◆ Action item ◆
An exact copy of every record below is what's needed here.

Material supplied section start

PR #432, opened 2023-09-13
MSA CR is set to beta1

birsanv:
https://issues.redhat.com/browse/ACM-7481

dynamic go client throws an exception when trying to create an MSA as v1alpha1
Changed the code to use the new v1beta1


sahare (approved):
lgtm

sahare (approved):
lgtm

PR #1214, opened 2016-08-27
Refactor exceptions in CoolPropLib.cpp close #1200

### LINKED ISSUE #1200: Refactor CoolPropLib.cpp
I wonder if we could apply this logic (http://codereview.stackexchange.com/a/2517) to make the CoolPropLib.cpp file easier to maintain:

``` c++
int rc = 0;
try{
// statements that can throw
}catch(...){
    HandleException(rc, "Extra info to append to logged exception message");
}



void HandleException(int rc, std::string msg)
{
    try{
        throw;
    }catch(Poco::Exception &e){
        // ...
    }catch( const std::exception &e){
        // ...
    }
}
```

JonWel:
There are also some exceptions that do not use this new `HandleException` function yet as they don't use the errcode and message buffer (they just set the error string):
```C++
catch (std::exception &e){ CoolProp::set_error_string(e.what()); }
    catch (...){ CoolProp::set_error_string("Undefined error"); }
```
Should we do a second function to handle that case?

Some functions like `AbstractState_update_and_common_out` do not have the `CoolPropBaseError` in the previous code. This will be also tested now, but should not be a problem (the `HandleError` is triggered first).

### DIFF
--- a/src/CoolPropLib.cpp
+++ b/src/CoolPropLib.cpp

Material supplied section end

◆ Finished exercise ◆
PR #432, opened 2023-09-13
MSA CR is set to beta1

birsanv:
https://issues.redhat.com/browse/ACM-7481

dynamic go client throws an exception when trying to create an MSA as v1alpha1
Changed the code to use the new v1beta1


sahare (approved):
lgtm

sahare (approved):
lgtm

PR #1214, opened 2016-08-27
Refactor exceptions in CoolPropLib.cpp close #1200

### LINKED ISSUE #1200: Refactor CoolPropLib.cpp
I wonder if we could apply this logic (http://codereview.stackexchange.com/a/2517) to make the CoolPropLib.cpp file easier to maintain:

``` c++
int rc = 0;
try{
// statements that can throw
}catch(...){
    HandleException(rc, "Extra info to append to logged exception message");
}



void HandleException(int rc, std::string msg)
{
    try{
        throw;
    }catch(Poco::Exception &e){
        // ...
    }catch( const std::exception &e){
        // ...
    }
}
```

JonWel:
There are also some exceptions that do not use this new `HandleException` function yet as they don't use the errcode and message buffer (they just set the error string):
```C++
catch (std::exception &e){ CoolProp::set_error_string(e.what()); }
    catch (...){ CoolProp::set_error_string("Undefined error"); }
```
Should we do a second function to handle that case?

Some functions like `AbstractState_update_and_common_out` do not have the `CoolPropBaseError` in the previous code. This will be also tested now, but should not be a problem (the `HandleError` is triggered first).

### DIFF
--- a/src/CoolPropLib.cpp
+++ b/src/CoolPropLib.cpp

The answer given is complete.